◆ **EXERCISE PROMPT**
Starting at the first line of the entries below, output every line exactly, up to and including the line with "## Why this took real design work".

◆ **MATERIAL FOR THIS EXERCISE**

PR #201, opened 2026-09-03
feat(environments): implement MultiRoom (#182)

### LINKED ISSUE #182: Implement MultiRoom family (N2-S4, N4-S5, N6)

epignatelli:
Closes #182.

## Summary

Ports MiniGrid's `MultiRoomEnv`: `n` rooms chained by unlocked doors,
start in room 0, goal in room `n-1`. Registers 3 variants matching
MiniGrid's own kwargs:

- `Navix-MultiRoom-N2-S4-v0` (2 rooms, max size 4)
- `Navix-MultiRoom-N4-S5-v0` (4 rooms, max size 5 - MiniGrid's `-v1`
  kwargs; its own `-v0` is a documented legacy bug actually configured
  for 6 rooms, kept upstream for backwards compatibility - not ported
  here, per this repo's "port `v1`, name it `v0`, document the
  difference" convention)
- `Navix-MultiRoom-N6-v0` (6 rooms, max size 10)

## Why this took real design work

MiniGrid's own generation is retry/backtrack-based (`_placeRoom`, up
to 8 retries per room, unbounded chain restarts on failure) - not
directly JAX-traceable. This is kept faithful to the real algorithm
rather than approximated: bounded retry via nested
`jax.lax.while_loop` (per-room placement retry, then whole-chain
restart on failure), with a guaranteed-valid deterministic fallback
layout selected via `jnp.where` for the rare case the random search
doesn't converge within its retry budget - so the environment is
provably 100% correct by construction, not just "usually correct".

All 3 registrations use MiniGrid's own fixed 25x25 grid - its retry
logic is what keeps a random layout compact, not an adaptively-sized
canvas.

`N6` is the heaviest environment in navix by a wide margin (documented
in `multi_room.py`'s module docstring) and is deliberately excluded
from the test suite's gameplay walkthrough - structural + jit/vmap
checks only - to keep CI time bounded.

## Bugs found and fixed during verification

Both found via direct seed-by-seed tracing against `_generate_layout`'s
raw output, not guesswork:

1. **Room-to-room connectivity**: the wall-relative room-positioning
   formulas sampled the perpendicular offset from a half-open range
   that, due to `jax.random.randint`'s exclusive `high`, accidentally
   *included* the door's own coordinate - letting a door land on the
   new room's corner instead of its interior, disconnecting the two
   rooms while still passing every overlap/bounds check (so it wasn't
   caught by those). Fixed by excluding that endpoint, matching
   MiniGrid's own `[coord-size+2, coord)` range exactly.
2. **Fallback layout off-grid**: the deterministic fallback chain
   centred only its first room instead of the chain's total span,
   running the last room off the grid edge for larger room counts.

Also fixed a latent performance trap in the test's own BFS-navigation
helpers: calling `env.step` un-jitted in a loop retraces and
recompiles the *entire* autoreset-embedded reset (`Environment.step`'s
`jax.lax.cond` branch) on every call, since eager `lax.cond` doesn't
cache across separate Python calls - harmless for envs with a cheap
reset, but for `MultiRoom`'s genuinely heavy nested-retry reset this
measurably balloons to minutes of compile time and multiple GB before
the process runs out of memory. Fixed by jitting the step function
once per env and reusing it across the whole BFS walk.

## Verification

- Real `env.reset`/`env.step` execution (not just compilation) across
  seeds for all 3 registrations.
- Full BFS-navigated gameplay walkthrough (open every door, reach the
  goal, confirm termination + positive reward) for N2/N4.
- `tests/test_multi_room.py`: `3 passed` (structure, gameplay +
  reward/termination, jit/vmap) in ~2m13s.
- `mypy`/`pylint` on the changed files clean modulo pre-existing/
  unavoidable patterns already accepted elsewhere in the codebase.

### DIFF
--- a/navix/environments/__init__.py
+++ b/navix/environments/__init__.py
@@ -38,3 +38,4 @@ from .fetch import Fetch
 from .put_near import PutNear
 from .memory import Memory
 from .obstructed_maze import ObstructedMaze1Dlhb, ObstructedMazeFull
+from .multi_room import MultiRoom
--- a/navix/environments/multi_room.py
+++ b/navix/environments/multi_room.py
@@ -46,7 +46,21 @@ set - so `N6` is genuinely, permanently more expensive to run than any
 other navix environment, not just slower to compile. Kept anyway,
 deliberately, for fidelity - see this session's own discussion on
 issue #182 for the (rejected) cheaper alternative (a straight room
-chain) and the actual cost numbers."""
+chain) and the actual cost numbers.
+
+One consequence worth calling out explicitly: `Environment.step`
+embeds a full `Environment.reset` call as its `jax.lax.cond` autoreset
+branch, so calling `env.step(...)` *un-jitted* in a Python loop
+retraces and recompiles that whole branch - reset included - on every
+single call, since eager `lax.cond` doesn't cache across separate
+top-level calls the way `jax.jit` does. For most navix environments
+that's an unnoticeable cost, because their `reset` is cheap. For
+`MultiRoom`, and especially `N6`, `reset` is exactly the heavy nested-
+retry search described above, so this pattern is a real footgun: it
+was measured to balloon to minutes of compile time and multiple GB of
+memory before crashing outright. Always `jax.jit` (or `jax.vmap` over
+a jitted function) `env.step`/`env.reset` before calling either in a
+loop against any `MultiRoom` variant."""
 
 from __future__ import annotations
 from typing import List, Tuple, Union
@@ -69,7 +83,7 @@ from .registry import register_env
 
 GRID_SIZE = 25  # fixed for every registration, matching MiniGrid's own
 MIN_ROOM_SIZE = 4  # matches MiniGrid's hardcoded minSz
-BOUNDARY_MARGIN = MIN_ROOM_SIZE - 1  # see _place_room's docstring
+BOUNDARY_MARGIN = MIN_ROOM_SIZE - 1  # see place_room's docstring
 MAX_PLACEMENT_TRIES = 64  # MiniGrid itself retries only 8 times per room,
 # but a JAX retry (one more jax.lax.while_loop iteration, already-compiled)
 # has essentially none of the real cost a Python-level retry does - bumped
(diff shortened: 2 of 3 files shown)


epignatelli:
@claude please review

epignatelli:
Addressed in 678e141:

1. **Missing fallback-layout test coverage** — added `test_multi_room_fallback_layout_valid` (direct unit test of `fallback_layout` for every registration's room count) and `test_multi_room_fallback_path_forced` (monkeypatches `MAX_PLACEMENT_TRIES` to 0 so `_reset`'s `jnp.where(valid, ..., fallback...)` swap is exercised through a real `env.reset` call, per your suggested approach). Both also caught by tightening the shared structural check to verify every door actually borders floor on both sides — a pure bounds/overlap check can't catch a door landing on a room's own corner.
2. **N6 step-jit footgun** — now documented in `multi_room.py`'s own module docstring, not just test-file comments.
3. **`max_steps` dead-code pattern** — agreed this is a pre-existing, systemic `registry.make()` issue shared with `memory.py`/`obstructed_maze.py`, not specific to this PR; left as a follow-up per your own note.

Also renamed every module-level helper this PR introduced to drop leading underscores (`_place_room` → `place_room`, etc.) — an in-session convention this file missed, unrelated to your review but caught while touching the file.

`pytest tests/test_multi_room.py`: 5 passed in 161s.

◆ **ANSWER SPACE**
PR #201, opened 2026-09-03
feat(environments): implement MultiRoom (#182)

### LINKED ISSUE #182: Implement MultiRoom family (N2-S4, N4-S5, N6)

epignatelli:
Closes #182.

## Summary

Ports MiniGrid's `MultiRoomEnv`: `n` rooms chained by unlocked doors,
start in room 0, goal in room `n-1`. Registers 3 variants matching
MiniGrid's own kwargs:

- `Navix-MultiRoom-N2-S4-v0` (2 rooms, max size 4)
- `Navix-MultiRoom-N4-S5-v0` (4 rooms, max size 5 - MiniGrid's `-v1`
  kwargs; its own `-v0` is a documented legacy bug actually configured
  for 6 rooms, kept upstream for backwards compatibility - not ported
  here, per this repo's "port `v1`, name it `v0`, document the
  difference" convention)
- `Navix-MultiRoom-N6-v0` (6 rooms, max size 10)

## Why this took real design work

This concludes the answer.